Six months silent: A rare case of delayed duodenal perforation and pancreatitis following intentional foreign body ingestion
Delayed duodenal perforation and pancreatitis following foreign body ingestion
Keywords:
Foreign body ingestion, Duodenal perforation, Enterocutaneous fistula, Pancreatitis, Pyloric exclusion, Case report, Psychiatric comorbidityAbstract
Foreign body ingestion is usually self-limited, with most objects passing spontaneously without complications. Rarely, however, retained foreign bodies may cause severe and delayed sequelae. We report the case of a 56-year-old incarcerated man who developed duodenal perforation, an enterocutaneous fistula, and secondary pancreatitis six months after intentional ingestion of a plastic spork. Imaging demonstrated a foreign body penetrating the second portion of the duodenum and extending into the abdominal wall. Definitive surgical management was delayed because of psychiatric illness and repeated refusal of care.
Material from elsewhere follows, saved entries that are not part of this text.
PR #1350, opened 2023-09-18
Update Model API

b4sjoo:
### Description
This PR should enable model updating through model update API

### Check List
  - [ ] All tests pass


plugin/build.gradle
```diff
@@ -301,7 +301,7 @@ jacocoTestCoverageVerification {
             excludes = jacocoExclusions
             limit {
                 counter = 'BRANCH'
-                minimum = 0.7  //TODO: change this value to 0.7
+                minimum = 0.0  //TODO: change this value to 0.7
```
dhrubo-os, line 304: Is this PR blocking anybody? If not, then let's add sufficient tests to meet the bar and then we can start reviewing.

b4sjoo: Relaxing this threshold due to tensive AppSec review date. I am actively working on tests and will keep pushing them. I will move back this line(or set to the highest number that coverage test can pass) before merging.

plugin/src/main/java/org/opensearch/ml/action/models/TransportUpdateModelAction.java
```diff
@@ -0,0 +1,274 @@
...
+    protected void doExecute(Task task, ActionRequest request, ActionListener<UpdateResponse> actionListener) {
+        MLUpdateModelRequest updateModelRequest = MLUpdateModelRequest.fromActionRequest(request);
+        MLUpdateModelInput updateModelInput = updateModelRequest.getUpdateModelInput();
+        String modelId = updateModelInput.getModelId();
+        UpdateRequest updateRequest = new UpdateRequest(ML_MODEL_INDEX, modelId);
+
+        try {
+            updateRequest.doc(updateModelInput.toXContent(XContentFactory.jsonBuilder(), ToXContent.EMPTY_PARAMS));
+        } catch (IOException e) {
+            throw new RuntimeException(e);
```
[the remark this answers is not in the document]
b4sjoo: This was suggested by intelliJ automatically, changed.

plugin/src/main/java/org/opensearch/ml/action/models/TransportUpdateModelAction.java
```diff
@@ -0,0 +1,274 @@
...
+        try (ThreadContext.StoredContext context = client.threadPool().getThreadContext().stashContext()) {
+            client.get(getModelRequest, ActionListener.wrap(r -> {
+                if (r != null && r.isExists()) {
+                    try (XContentParser parser = MLNodeUtils.createXContentParserFromRegistry(xContentRegistry, r.getSourceAsBytesRef())) {
+                        String algorithmName = "";
+                        ensureExpectedToken(XContentParser.Token.START_OBJECT, parser.nextToken(), parser);
+                        if (r.getSource() != null && r.getSource().get(ALGORITHM_FIELD) != null) {
+                            algorithmName = r.getSource().get(ALGORITHM_FIELD).toString();
+                        } else
+                            throw new RuntimeException("FUNCTION_NAME_FIELD not found for this model, model ID " + modelId);
```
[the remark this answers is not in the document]
b4sjoo: Making sense to me, changed the exception to failure response. I think status code should be 5XX due to this failure belongs to server side

common/src/test/java/org/opensearch/ml/common/transport/model/MLUpdateModelInputTest.java
```diff
@@ -0,0 +1,154 @@
...
+import org.opensearch.core.xcontent.XContentBuilder;
+import org.opensearch.core.xcontent.XContentParser;
+import org.opensearch.search.SearchModule;
+import org.opensearch.ml.common.model.MLModelConfig;
+import org.opensearch.ml.common.model.TextEmbeddingModelConfig;
+
+public class MLUpdateModelInputTest {
+
+    private MLUpdateModelInput updateModelInput;
+    private final String expectedInputStr = "{\"model_id\":\"test-model_id\",\"description\":\"description\",\"name\":\"name\",\"model_group_id\":\"modelGroupId\",\"model_config\":" +
```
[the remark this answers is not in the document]
b4sjoo: No we can't. The model ID is not allowed to update, if you sent an update request like this it will directly ignore the model_id in your request body and will only use the model_id you provide in your API endpoint.

plugin/src/main/java/org/opensearch/ml/action/models/TransportUpdateModelAction.java
```diff
@@ -0,0 +1,277 @@
...
+        } else {
+            actionListener
+                .onFailure(
+                    new MLValidationException(
+                        "User doesn't have privilege to perform this operation on this function category: "
+                            + mlModel.getAlgorithm().toString()
+                    )
+                );
+        }
+    }
```
jngz-es, line 227: What about refactoring to the following? if you early fail as my previous comment mentioned, you can remove the first branch also.

if (mlModel.getAlgorithm() != TEXT_EMBEDDING && mlModel.getAlgorithm() != REMOTE) {
            actionListener
                    .onFailure(
                            new MLValidationException(
                                    "User doesn't have privilege to perform this operation on this function category: "
                                            + mlModel.getAlgorithm().toString()
                            )
                    );
        } else if (relinkConnectorId == null) {
            updateModelWithOrWithoutRelinkModelGroup(modelId, relinkModelGroupId, user, updateRequest, actionListener, context);
        } else if (mlModel.getAlgorithm() == TEXT_EMBEDDING) {
            actionListener
                    .onFailure(new IllegalArgumentException("Trying to update the connector or connector_id field on a local model"));
        } else {
            updateModelWithRelinkStandAloneConnector(
                    modelId,
                    relinkModelGroupId,
                    relinkConnectorId,
                    mlModel,
                    user,
                    updateRequest,
                    actionListener,
                    context
            );
        }

plugin/src/main/java/org/opensearch/ml/action/models/TransportUpdateModelAction.java
```diff
@@ -0,0 +1,277 @@
...
+            client.get(getModelRequest, ActionListener.wrap(r -> {
+                if (r != null && r.isExists()) {
+                    try (XContentParser parser = MLNodeUtils.createXContentParserFromRegistry(xContentRegistry, r.getSourceAsBytesRef())) {
+                        String algorithmName = "";
+                        ensureExpectedToken(XContentParser.Token.START_OBJECT, parser.nextToken(), parser);
+                        if (r.getSource() != null && r.getSource().get(ALGORITHM_FIELD) != null) {
+                            algorithmName = r.getSource().get(ALGORITHM_FIELD).toString();
+                        } else {
+                            actionListener
+                                .onFailure(new RuntimeException("FUNCTION_NAME_FIELD not found for this model, model ID " + modelId));
```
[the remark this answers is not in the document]
b4sjoo: Nice catch, I will change it.

plugin/src/main/java/org/opensearch/ml/action/models/TransportUpdateModelAction.java
```diff
@@ -0,0 +1,277 @@
...
+                                if (Boolean.TRUE.equals(hasPermission)) {
+                                    updateRemoteOrTextEmbeddingModel(
+                                        modelId,
+                                        updateModelInput,
+                                        mlModel,
+                                        user,
+                                        updateRequest,
+                                        actionListener,
+                                        context
+                                    );
```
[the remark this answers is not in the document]
b4sjoo: I wrote like this due to code readability, I want each branch to be as short as possible and the condition to be as clear as possible, let me think about another way

plugin/src/main/java/org/opensearch/ml/action/models/TransportUpdateModelAction.java
b4sjoo: I moved it to outer block.

plugin/src/main/java/org/opensearch/ml/action/models/UpdateModelTransportAction.java
```diff
@@ -0,0 +1,280 @@
...
+                    }
+                }, exception -> {
+                    log.error("Permission denied: Unable to update the connector with ID {}. Details: {}", relinkConnectorId, exception);
+                    actionListener.onFailure(exception);
+                }));
+        } else {
+            actionListener
+                .onFailure(
+                    new IllegalArgumentException("This remote does not have a connector_id field, maybe it uses an internal connector.")
+                );
```
jngz-es, line 190: Why don't we allow users to update model from inner connector to a standard connector?

jngz-es (commented):
Do we undeploy the model when updating it? I think we should do it.

plugin/src/main/java/org/opensearch/ml/action/models/UpdateModelTransportAction.java
b4sjoo: We will support update internal connector eventually after update connector API has been finalized, due to this part is a completely copy-paste to that one.

b4sjoo:
> Do we undeploy the model when updating it? I think we should do it.

Nice catch. This should be further discussed.

dhrubo-os:
Tests are failing..

b4sjoo:
> Tests are failing..

Hmmm...let me check

plugin/src/main/java/org/opensearch/ml/action/models/UpdateModelTransportAction.java
b4sjoo: So not supporting inner connector(for now) is by design.

b4sjoo:
> Do we undeploy the model when updating it? I think we should do it.

We will undeploy the model.

common/src/main/java/org/opensearch/ml/common/transport/model/MLUpdateModelInput.java
```diff
@@ -0,0 +1,177 @@
...
+    private String modelId;
+    private String description;
+    private String name;
+    private String modelGroupId;
+    private MLModelConfig modelConfig;
+    private String connectorId;
+
+    @Builder(toBuilder = true)
+    public MLUpdateModelInput(String modelId, String description, String name, String modelGroupId, MLModelConfig modelConfig, String connectorId) {
+        this.modelId = modelId;
```
ylwu-amzn, line 47: Add some validation? For example the model id is mandatory, What if all fields are null except `modelId`?

common/src/test/java/org/opensearch/ml/common/transport/model/MLUpdateModelInputTest.java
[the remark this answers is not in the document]
ylwu-amzn: Seems not necessary to put model id in request body, similar to update detectyor API, https://opensearch.org/docs/latest/observing-your-data/ad/api/#update-detector `PUT _plugins/_anomaly_detection/detectors/<detectorId>` , we can use `PUT _plugins/_ml/models/<model_Id>`

common/src/main/java/org/opensearch/ml/common/transport/model/MLUpdateModelInput.java
b4sjoo: I think that's unnecessary. Update the model with an empty body is ok due to nothing has changed. It will do no harm to anything. (OS built-in update allows update with an empty body)

plugin/src/main/java/org/opensearch/ml/action/models/UpdateModelTransportAction.java
```diff
@@ -0,0 +1,326 @@
...
+        MLModel mlModel,
+        User user,
+        UpdateRequest updateRequest,
+        ActionListener<UpdateResponse> actionListener,
+        ThreadContext.StoredContext context
+    ) {
+        SearchRequest searchRequest = new SearchRequest(ML_MODEL_INDEX);
+        SearchSourceBuilder sourceBuilder = new SearchSourceBuilder();
+        BoolQueryBuilder boolQueryBuilder = QueryBuilders.boolQuery();
+        boolQueryBuilder.must(QueryBuilders.matchQuery(MLModel.MODEL_ID_FIELD, modelId));
```
ylwu-amzn, line 181: MLModel.modelId is only for model chunk only. I think it should not being used here

common/src/test/java/org/opensearch/ml/common/transport/model/MLUpdateModelInputTest.java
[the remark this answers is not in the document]
b4sjoo: Besides, we used POST method here due to implementing OS built-in update method.  https://opensearch.org/docs/latest/api-reference/document-apis/update-document/

plugin/src/main/java/org/opensearch/ml/action/models/UpdateModelTransportAction.java
```diff
@@ -0,0 +1,326 @@
...
+                    user,
+                    updateRequest,
+                    actionListener,
+                    context
+                );
+            }
+        }
+    }
+
+    private void updateModelWithOrWithoutRelinkModelGroup(
```
ylwu-amzn, line 278: What does this function do? `relinkModelGroupId` means the new model group id? 
Suggest to avoid using new word to describe the same thing to avoid confusion. "Relink" may confuse as we don't have concept to "link" model to model group. We just add/register a model to a model group.

b4sjoo: What about `registerNewModelGroupId`?

plugin/src/main/java/org/opensearch/ml/action/models/UpdateModelTransportAction.java
```diff
@@ -0,0 +1,326 @@
...
+            actionListener.onFailure(e);
+        }
+        updateRequest.docAsUpsert(true);
+        User user = RestActionUtils.getUserContext(client);
+
+        MLModelGetRequest mlModelGetRequest = new MLModelGetRequest(modelId, false);
+        FetchSourceContext fetchSourceContext = getFetchSourceContext(mlModelGetRequest.isReturnContent());
+        GetRequest getModelRequest = new GetRequest(ML_MODEL_INDEX).id(modelId).fetchSourceContext(fetchSourceContext);
+
+        try (ThreadContext.StoredContext context = client.threadPool().getThreadContext().stashContext()) {
```
ylwu-amzn, line 107: You stash context here, but seems not restore context

b4sjoo: So do we need a `ActionListener.runBefore`?

common/src/main/java/org/opensearch/ml/common/transport/model/MLUpdateModelInput.java
```diff
@@ -0,0 +1,177 @@
...
+            out.writeBoolean(true);
+            modelConfig.writeTo(out);
+        } else {
+            out.writeBoolean(false);
+        }
+        out.writeOptionalString(connectorId);
+    }
+
+    public static MLUpdateModelInput parse(XContentParser parser, String modelId) throws IOException {
+        String description = null;
```
HenryL27, line 105: maybe have this call the parse method without `modelId` and then set `modelId` in the result?

b4sjoo: What do you mean by "set `modelId` in the result?"

plugin/src/main/java/org/opensearch/ml/action/models/UpdateModelTransportAction.java
```diff
@@ -0,0 +1,326 @@
...
+                        if (r.getSource() != null && r.getSource().get(ALGORITHM_FIELD) != null) {
+                            algorithmName = r.getSource().get(ALGORITHM_FIELD).toString();
+                        } else {
+                            actionListener.onFailure(new RuntimeException("ALGORITHM_FIELD not found for this model, model ID " + modelId));
+                        }
+                        MLModel mlModel = MLModel.parse(parser, algorithmName);
+                        if (mlModel.getAlgorithm() == TEXT_EMBEDDING || mlModel.getAlgorithm() == REMOTE) {
+                            modelAccessControlHelper
+                                .validateModelGroupAccess(user, mlModel.getModelGroupId(), client, ActionListener.wrap(hasPermission -> {
+                                    if (Boolean.TRUE.equals(hasPermission)) {
```
HenryL27, line 122: can we just say `if(hasPermission)`?

plugin/src/main/java/org/opensearch/ml/action/models/UpdateModelTransportAction.java
```diff
@@ -0,0 +1,326 @@
...
+    ) {
+        SearchRequest searchRequest = new SearchRequest(ML_MODEL_INDEX);
+        SearchSourceBuilder sourceBuilder = new SearchSourceBuilder();
+        BoolQueryBuilder boolQueryBuilder = QueryBuilders.boolQuery();
+        boolQueryBuilder.must(QueryBuilders.matchQuery(MLModel.MODEL_ID_FIELD, modelId));
+        boolQueryBuilder.must(QueryBuilders.idsQuery().addIds(mlModelManager.getAllModelIds()));
+        sourceBuilder.query(boolQueryBuilder);
+        searchRequest.source(sourceBuilder);
+
+        client.search(searchRequest, ActionListener.wrap(searchResponse -> {
```
HenryL27, line 186: might need another stashContext/restoreContext here depending how you resolve https://github.com/opensearch-project/ml-commons/pull/1350/files#r1344812309

HenryL27: oh I see that gets passed through the entire chain and restored at the very end, nvm

HenryL27: tho I think ActionListener.onFailure doesn't throw its exception so the unhappy cases may still drop the thread?

plugin/src/main/java/org/opensearch/ml/rest/RestMLUpdateModelAction.java
```diff
@@ -0,0 +1,70 @@
...
+
+    @Override
+    public String getName() {
+        return ML_UPDATE_MODEL_ACTION;
+    }
+
+    @Override
+    public List<Route> routes() {
+        return ImmutableList
+            .of(new Route(RestRequest.Method.POST, String.format(Locale.ROOT, "%s/models/_update/{%s}", ML_BASE_URI, PARAMETER_MODEL_ID)));
```
rbhavna, line 40: Its better to use "PUT" method and avoid using _update in the path. You can refer to model_group update API. This convention has been followed by other plugins like AD

ylwu-amzn (approved):

rbhavna (approved):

After eventual consent was obtained, the patient underwent exploratory laparotomy with foreign body removal, duodenal repair, pyloric exclusion, and gastrointestinal diversion. Despite postoperative complications, he recovered with multidisciplinary management. This case highlights the potential for delayed, life-threatening complications from retained foreign bodies and underscores the ethical and clinical challenges encountered in patients with psychiatric comorbidities.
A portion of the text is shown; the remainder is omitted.